The CUDA Handbook: Texturing
This excerpt is from the Rough Cuts version of the book and may not represent the final version of this material.
10.1 Overview
In CUDA, a software technology for general-purpose parallel computing, texture support certainly could not have been justified if the hardware hadn’t already been there, due to its graphics-accelerating heritage. Nevertheless, the texturing hardware accelerates enough useful operations that NVIDIA saw fit to include support. Although many CUDA applications may be built without ever using texture, some rely on it to be competitive with CPU-based code.
Texture mapping was invented to enable richer, more realistic-looking objects by enabling images to be “painted” onto geometry. Historically, the hardware interpolated texture coordinates along with the X, Y and Z coordinates needed to render a triangle, and for each output pixel, the texture value was fetched (optionally with bilinear interpolation), processed by blending with interpolated shading factors, and written in place of the output pixel. With the introduction of programmable graphics and texture-like data that might not include color data (for example, bump maps), graphics hardware became more sophisticated: the shader programs included TEX instructions that specified the coordinates to fetch and the results were incorporated into the computations used to generate the output pixel. The hardware improves performance using texture caches, memory layouts optimized for dimensional locality, and a dedicated hardware pipeline to transform texture coordinates into hardware addresses.

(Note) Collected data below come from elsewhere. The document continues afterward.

PR #552, opened 2023-04-12
Parse out V1Status for code 422 on Reconcile loop of ManagedController

ewassef:
Give a little better message for errors returned by k8s (at least for code 422).

K8S api will return a V1Status when the API rejects a call. This can be output to the users in the log

### DIFF
--- a/src/KubeOps/Operator/Controller/ManagedResourceController{TEntity}.cs
+++ b/src/KubeOps/Operator/Controller/ManagedResourceController{TEntity}.cs
@@ -1,7 +1,9 @@
-﻿using System.Reactive;
+﻿using System.Net;
+using System.Reactive;
 using System.Reactive.Concurrency;
 using System.Reactive.Linq;
 using k8s;
+using k8s.Autorest;
 using k8s.Models;
 using KubeOps.Operator.Controller.Results;
 using KubeOps.Operator.DevOps;
@@ -127,6 +129,13 @@ internal class ManagedResourceController<TEntity> : IManagedResourceController
                             resource.Name());
                         return;
                 }
+            }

Because the functionality grew organically and was informed by a combination of application requirements and hardware costs, the texturing features are not very orthogonal. For example, the “wrap” and “mirror” texture addressing modes do not work unless the texture coordinates are normalized.
This chapter explains every detail of the texture hardware, as supported by CUDA. We will cover everything from normalized versus unnormalized coordinates to addressing modes to the limits of linear interpolation; 1D, 2D, 3D and layered textures; and how to use these features from both the CUDA runtime and the driver API.
Two Use Cases
In CUDA, there are two significantly different uses for texture.
The first is to simply use texture as a read path: to work around coalescing constraints, to use the texture cache to reduce external bandwidth requirements, or both.
The other use case takes advantage of the fixed-function hardware that the GPU has in place for graphics applications. The texture hardware consists of a configurable pipeline of computation stages that can do all of the following:
- Scale normalized texture coordinates,
- Perform boundary condition computations on the texture coordinates,
- Convert texture coordinates to addresses with 2D or 3D locality,
- Fetch 2, 4 or 8 texture elements for 1D, 2D or 3D textures and linearly interpolate between them, and
- Convert the texture values from integers to unitized floating point values.
Textures are read through texture references that are bound to underlying memory (either CUDA arrays or device memory). The memory is just an unshaped bucket of bits; it is the texture reference that tells the hardware how to deliver the data into registers when a TEX instruction is executed.